[[ Information given open ]]
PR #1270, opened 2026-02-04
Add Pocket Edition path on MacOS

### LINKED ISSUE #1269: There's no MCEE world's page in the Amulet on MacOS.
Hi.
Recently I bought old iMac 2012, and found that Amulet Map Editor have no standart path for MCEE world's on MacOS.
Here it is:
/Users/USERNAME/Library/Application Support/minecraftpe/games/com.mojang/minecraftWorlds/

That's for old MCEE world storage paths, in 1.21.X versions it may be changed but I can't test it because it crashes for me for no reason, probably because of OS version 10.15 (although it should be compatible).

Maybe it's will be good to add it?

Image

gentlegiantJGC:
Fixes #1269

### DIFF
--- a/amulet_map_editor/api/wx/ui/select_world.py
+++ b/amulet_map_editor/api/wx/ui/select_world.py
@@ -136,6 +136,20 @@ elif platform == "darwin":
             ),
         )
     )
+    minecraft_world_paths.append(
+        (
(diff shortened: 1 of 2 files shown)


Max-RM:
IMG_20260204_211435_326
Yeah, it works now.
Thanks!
[[ Information given closed ]]
[[ Information given open ]]
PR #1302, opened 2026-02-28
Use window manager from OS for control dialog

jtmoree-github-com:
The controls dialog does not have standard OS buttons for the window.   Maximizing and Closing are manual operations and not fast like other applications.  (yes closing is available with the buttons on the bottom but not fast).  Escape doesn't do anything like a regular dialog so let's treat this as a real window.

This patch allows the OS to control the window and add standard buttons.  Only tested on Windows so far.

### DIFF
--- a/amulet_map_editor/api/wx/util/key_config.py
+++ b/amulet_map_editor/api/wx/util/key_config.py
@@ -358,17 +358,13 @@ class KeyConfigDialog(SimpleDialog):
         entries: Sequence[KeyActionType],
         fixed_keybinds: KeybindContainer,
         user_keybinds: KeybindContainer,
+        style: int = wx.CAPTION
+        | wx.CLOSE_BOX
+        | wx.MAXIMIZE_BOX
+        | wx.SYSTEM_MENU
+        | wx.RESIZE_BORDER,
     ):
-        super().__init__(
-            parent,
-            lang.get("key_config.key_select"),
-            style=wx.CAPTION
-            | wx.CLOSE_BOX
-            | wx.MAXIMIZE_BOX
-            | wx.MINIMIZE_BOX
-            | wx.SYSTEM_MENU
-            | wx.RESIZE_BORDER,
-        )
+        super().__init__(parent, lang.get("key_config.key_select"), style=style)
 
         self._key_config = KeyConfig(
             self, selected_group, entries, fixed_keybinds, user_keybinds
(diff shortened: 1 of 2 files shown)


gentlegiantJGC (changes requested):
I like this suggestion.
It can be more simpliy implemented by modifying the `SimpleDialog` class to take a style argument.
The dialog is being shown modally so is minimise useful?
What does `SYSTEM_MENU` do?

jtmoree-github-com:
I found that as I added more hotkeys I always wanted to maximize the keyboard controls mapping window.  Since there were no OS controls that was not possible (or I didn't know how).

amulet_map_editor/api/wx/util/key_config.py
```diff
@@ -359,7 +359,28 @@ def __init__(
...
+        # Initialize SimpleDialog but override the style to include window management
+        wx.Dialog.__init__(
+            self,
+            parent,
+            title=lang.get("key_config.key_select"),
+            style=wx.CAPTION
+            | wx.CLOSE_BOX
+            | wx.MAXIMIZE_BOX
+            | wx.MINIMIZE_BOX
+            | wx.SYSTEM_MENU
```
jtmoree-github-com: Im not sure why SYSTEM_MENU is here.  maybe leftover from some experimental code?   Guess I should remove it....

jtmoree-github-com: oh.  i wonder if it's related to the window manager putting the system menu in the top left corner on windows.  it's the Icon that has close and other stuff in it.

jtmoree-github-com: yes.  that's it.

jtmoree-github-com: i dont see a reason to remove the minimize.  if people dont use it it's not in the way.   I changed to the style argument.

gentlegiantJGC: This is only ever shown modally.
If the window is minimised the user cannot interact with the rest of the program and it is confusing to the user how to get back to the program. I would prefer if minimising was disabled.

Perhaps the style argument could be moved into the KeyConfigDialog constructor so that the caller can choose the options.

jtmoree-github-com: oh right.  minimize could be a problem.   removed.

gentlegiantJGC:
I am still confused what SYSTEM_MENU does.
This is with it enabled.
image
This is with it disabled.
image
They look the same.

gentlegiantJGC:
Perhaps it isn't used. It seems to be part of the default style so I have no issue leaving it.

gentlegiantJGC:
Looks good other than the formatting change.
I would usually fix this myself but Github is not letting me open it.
[[ Information given closed ]]
[[ Information given open ]]
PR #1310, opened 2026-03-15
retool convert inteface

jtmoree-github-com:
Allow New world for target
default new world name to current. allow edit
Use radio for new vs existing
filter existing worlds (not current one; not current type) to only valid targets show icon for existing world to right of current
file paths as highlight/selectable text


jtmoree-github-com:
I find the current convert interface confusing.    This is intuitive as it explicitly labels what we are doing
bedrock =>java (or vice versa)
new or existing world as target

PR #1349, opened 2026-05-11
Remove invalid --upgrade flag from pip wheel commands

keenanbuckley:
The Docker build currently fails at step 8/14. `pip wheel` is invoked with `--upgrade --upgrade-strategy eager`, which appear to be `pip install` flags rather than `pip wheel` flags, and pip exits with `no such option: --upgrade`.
[[ Information given closed ]]
→ **Exercise brief**
Going down the listing above, begin printing at the line with "Looks good other than the formatting change." and finish with the line with "I would usually", exactly as they appear.

→ **Exercise response**
Looks good other than the formatting change.
I would usually fix this myself but Github is not letting me open it.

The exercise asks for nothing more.